What you should do: Nothing outside the range below should be printed. Output exactly the lines from the line with "PR #63, opened 2016-06-15" to the line with "Executes commands should", both included.

Information given:
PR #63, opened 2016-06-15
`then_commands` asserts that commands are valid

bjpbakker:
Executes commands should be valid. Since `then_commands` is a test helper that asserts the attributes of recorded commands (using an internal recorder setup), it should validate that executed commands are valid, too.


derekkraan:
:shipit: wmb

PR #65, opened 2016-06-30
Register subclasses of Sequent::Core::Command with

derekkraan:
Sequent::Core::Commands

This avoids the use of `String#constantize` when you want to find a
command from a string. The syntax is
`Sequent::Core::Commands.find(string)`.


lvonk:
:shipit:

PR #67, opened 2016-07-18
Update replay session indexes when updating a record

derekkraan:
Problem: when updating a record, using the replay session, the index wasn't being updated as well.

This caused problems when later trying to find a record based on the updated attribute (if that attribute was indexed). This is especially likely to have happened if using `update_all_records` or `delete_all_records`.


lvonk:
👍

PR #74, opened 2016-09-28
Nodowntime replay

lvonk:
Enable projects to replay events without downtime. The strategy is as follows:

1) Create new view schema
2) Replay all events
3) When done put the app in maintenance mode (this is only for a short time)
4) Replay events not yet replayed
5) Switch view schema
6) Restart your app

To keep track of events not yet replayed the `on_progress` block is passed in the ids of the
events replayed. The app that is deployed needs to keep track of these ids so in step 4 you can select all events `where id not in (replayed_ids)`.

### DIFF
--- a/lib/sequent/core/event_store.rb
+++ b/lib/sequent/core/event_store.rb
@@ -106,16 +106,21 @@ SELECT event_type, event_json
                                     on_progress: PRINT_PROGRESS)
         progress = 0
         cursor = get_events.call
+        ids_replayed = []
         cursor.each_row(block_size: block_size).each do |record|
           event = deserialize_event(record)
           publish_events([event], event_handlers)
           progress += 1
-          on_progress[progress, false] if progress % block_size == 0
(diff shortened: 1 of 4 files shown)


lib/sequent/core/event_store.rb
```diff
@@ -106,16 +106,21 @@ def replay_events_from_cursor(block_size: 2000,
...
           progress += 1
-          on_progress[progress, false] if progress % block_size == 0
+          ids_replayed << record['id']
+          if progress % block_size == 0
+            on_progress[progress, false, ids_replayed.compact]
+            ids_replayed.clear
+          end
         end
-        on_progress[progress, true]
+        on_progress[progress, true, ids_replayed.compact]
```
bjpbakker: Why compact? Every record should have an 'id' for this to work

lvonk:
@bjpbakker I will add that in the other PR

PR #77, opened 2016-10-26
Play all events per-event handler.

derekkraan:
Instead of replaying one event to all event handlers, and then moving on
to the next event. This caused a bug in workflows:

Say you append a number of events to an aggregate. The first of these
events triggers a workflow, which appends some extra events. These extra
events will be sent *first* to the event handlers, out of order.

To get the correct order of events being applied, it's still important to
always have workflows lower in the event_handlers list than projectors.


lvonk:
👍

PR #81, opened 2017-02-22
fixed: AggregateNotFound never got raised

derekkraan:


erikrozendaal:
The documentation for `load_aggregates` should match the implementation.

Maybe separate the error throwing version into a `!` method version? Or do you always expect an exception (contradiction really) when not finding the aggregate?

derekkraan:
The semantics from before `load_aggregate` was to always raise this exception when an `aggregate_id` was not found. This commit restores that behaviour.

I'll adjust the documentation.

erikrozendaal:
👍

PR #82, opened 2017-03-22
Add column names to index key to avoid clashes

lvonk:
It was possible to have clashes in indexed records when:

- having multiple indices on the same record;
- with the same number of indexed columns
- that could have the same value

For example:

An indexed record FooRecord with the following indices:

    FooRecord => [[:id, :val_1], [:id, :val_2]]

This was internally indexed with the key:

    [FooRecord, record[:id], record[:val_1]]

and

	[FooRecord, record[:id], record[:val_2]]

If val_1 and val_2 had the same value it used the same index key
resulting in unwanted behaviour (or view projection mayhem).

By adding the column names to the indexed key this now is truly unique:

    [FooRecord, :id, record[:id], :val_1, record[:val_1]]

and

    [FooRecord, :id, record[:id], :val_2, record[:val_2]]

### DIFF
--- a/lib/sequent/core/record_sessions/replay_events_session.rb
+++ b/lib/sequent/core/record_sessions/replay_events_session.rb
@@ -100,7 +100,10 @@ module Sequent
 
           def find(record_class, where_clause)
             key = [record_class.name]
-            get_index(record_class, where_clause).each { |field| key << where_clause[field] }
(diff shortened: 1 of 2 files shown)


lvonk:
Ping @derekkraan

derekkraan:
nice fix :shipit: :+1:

==

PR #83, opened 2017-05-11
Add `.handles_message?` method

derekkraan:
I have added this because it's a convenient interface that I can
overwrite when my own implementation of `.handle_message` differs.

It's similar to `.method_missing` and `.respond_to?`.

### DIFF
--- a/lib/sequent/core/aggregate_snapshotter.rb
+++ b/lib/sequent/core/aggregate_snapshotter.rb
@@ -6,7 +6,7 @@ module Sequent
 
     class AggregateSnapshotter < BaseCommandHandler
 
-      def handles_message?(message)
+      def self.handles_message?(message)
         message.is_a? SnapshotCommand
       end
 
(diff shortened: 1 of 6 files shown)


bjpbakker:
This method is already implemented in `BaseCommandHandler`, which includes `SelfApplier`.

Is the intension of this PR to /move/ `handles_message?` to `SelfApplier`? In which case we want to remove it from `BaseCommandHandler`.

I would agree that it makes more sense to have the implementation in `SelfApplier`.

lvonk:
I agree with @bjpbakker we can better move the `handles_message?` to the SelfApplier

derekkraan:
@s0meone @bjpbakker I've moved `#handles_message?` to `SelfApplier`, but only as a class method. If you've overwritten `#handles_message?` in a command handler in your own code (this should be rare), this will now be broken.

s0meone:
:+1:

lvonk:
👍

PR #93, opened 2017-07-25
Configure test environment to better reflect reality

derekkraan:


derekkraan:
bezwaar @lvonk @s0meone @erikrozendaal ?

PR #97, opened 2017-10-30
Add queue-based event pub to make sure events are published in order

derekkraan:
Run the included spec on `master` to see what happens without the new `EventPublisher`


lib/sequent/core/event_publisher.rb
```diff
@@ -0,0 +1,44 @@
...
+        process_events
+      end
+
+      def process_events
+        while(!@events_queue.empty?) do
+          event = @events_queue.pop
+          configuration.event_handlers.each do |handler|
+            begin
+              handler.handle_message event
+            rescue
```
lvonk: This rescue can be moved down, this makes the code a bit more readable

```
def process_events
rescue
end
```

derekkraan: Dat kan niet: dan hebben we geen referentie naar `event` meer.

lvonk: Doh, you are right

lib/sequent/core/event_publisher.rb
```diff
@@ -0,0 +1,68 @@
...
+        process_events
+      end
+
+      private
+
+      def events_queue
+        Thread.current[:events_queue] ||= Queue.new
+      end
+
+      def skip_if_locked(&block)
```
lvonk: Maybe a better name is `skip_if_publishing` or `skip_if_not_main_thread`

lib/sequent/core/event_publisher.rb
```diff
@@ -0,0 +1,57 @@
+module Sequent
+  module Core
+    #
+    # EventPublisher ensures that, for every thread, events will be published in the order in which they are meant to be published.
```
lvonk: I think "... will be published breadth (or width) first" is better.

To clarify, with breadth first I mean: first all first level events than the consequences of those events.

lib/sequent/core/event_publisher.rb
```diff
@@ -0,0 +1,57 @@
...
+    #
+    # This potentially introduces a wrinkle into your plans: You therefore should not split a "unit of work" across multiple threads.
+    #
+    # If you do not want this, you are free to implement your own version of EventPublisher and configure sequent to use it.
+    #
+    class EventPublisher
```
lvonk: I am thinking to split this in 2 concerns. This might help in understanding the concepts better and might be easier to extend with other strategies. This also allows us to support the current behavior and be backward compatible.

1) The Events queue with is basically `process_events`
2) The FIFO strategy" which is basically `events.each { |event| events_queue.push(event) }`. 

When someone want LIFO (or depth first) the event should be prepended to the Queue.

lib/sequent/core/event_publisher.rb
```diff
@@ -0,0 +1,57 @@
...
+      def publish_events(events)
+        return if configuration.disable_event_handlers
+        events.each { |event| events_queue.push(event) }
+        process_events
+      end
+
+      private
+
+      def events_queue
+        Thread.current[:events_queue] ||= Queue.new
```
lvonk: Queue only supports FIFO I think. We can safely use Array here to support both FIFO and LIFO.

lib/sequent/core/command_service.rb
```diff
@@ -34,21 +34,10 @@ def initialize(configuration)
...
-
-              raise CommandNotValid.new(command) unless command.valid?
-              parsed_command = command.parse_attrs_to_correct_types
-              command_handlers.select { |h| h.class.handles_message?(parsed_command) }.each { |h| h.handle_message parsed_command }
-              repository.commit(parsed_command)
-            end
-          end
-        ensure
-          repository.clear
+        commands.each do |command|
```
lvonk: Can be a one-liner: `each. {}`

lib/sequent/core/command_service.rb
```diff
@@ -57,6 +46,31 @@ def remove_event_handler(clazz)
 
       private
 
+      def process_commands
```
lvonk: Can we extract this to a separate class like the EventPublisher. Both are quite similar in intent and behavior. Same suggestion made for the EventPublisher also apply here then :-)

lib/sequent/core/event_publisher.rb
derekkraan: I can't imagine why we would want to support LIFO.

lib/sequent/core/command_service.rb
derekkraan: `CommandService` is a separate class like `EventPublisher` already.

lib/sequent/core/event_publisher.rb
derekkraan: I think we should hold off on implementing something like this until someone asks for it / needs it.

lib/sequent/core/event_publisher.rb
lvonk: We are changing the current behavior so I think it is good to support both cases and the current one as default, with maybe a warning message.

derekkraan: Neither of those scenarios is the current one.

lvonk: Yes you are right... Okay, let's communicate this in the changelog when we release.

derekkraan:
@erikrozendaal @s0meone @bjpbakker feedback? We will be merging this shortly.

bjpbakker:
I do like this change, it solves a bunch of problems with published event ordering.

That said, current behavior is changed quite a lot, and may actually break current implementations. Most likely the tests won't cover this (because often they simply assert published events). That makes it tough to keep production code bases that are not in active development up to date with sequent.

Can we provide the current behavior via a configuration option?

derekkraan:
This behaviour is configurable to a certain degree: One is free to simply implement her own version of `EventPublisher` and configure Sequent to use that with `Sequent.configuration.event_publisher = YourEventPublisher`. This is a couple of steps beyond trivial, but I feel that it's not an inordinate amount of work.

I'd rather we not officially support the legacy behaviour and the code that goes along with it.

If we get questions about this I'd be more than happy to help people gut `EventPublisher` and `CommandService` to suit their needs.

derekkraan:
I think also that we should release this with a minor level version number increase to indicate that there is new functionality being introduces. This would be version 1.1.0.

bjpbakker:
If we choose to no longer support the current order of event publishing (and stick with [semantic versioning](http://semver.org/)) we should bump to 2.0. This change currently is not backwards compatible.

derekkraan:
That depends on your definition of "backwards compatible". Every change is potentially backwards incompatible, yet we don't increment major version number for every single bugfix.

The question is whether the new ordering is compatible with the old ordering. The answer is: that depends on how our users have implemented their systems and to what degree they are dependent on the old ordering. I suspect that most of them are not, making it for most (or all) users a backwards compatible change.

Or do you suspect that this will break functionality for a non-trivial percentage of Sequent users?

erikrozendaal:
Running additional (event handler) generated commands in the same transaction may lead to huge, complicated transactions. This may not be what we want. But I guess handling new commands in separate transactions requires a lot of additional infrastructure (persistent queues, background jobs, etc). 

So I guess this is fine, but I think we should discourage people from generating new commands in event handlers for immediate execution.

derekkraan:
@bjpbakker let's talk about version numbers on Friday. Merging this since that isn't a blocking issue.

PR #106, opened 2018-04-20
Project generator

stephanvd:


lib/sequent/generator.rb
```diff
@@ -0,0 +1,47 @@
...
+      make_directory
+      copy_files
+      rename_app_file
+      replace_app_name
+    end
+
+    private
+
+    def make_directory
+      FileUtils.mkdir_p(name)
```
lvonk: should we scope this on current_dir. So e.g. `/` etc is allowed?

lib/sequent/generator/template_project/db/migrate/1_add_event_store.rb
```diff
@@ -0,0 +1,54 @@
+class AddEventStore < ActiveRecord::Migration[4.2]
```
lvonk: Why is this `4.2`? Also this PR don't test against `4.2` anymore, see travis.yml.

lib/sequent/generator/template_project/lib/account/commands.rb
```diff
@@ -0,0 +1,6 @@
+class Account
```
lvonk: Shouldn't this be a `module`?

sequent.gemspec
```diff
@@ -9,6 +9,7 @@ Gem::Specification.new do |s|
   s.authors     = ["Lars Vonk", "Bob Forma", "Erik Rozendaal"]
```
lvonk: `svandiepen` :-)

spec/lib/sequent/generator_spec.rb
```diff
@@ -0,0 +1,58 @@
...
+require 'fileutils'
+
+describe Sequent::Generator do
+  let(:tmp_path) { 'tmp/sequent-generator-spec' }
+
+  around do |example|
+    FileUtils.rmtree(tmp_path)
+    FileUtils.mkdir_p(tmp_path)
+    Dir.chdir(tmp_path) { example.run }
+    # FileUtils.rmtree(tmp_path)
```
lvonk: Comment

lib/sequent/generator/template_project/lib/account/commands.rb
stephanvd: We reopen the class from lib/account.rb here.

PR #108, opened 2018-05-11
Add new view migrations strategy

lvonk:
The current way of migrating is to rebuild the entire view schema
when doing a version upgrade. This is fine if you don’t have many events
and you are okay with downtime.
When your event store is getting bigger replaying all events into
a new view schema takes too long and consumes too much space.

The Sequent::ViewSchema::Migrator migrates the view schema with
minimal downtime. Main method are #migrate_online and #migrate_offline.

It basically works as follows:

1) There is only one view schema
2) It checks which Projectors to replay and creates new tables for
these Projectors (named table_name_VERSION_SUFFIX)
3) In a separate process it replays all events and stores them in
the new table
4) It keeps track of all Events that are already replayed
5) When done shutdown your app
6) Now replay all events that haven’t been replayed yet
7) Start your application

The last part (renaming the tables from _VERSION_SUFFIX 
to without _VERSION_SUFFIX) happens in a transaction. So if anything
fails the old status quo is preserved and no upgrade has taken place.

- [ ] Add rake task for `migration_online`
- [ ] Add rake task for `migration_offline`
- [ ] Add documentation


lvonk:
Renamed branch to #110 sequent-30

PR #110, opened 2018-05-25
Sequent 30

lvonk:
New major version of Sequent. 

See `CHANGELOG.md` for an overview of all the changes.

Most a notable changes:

Answer:
PR #63, opened 2016-06-15
`then_commands` asserts that commands are valid

bjpbakker:
Executes commands should be valid. Since `then_commands` is a test helper that asserts the attributes of recorded commands (using an internal recorder setup), it should validate that executed commands are valid, too.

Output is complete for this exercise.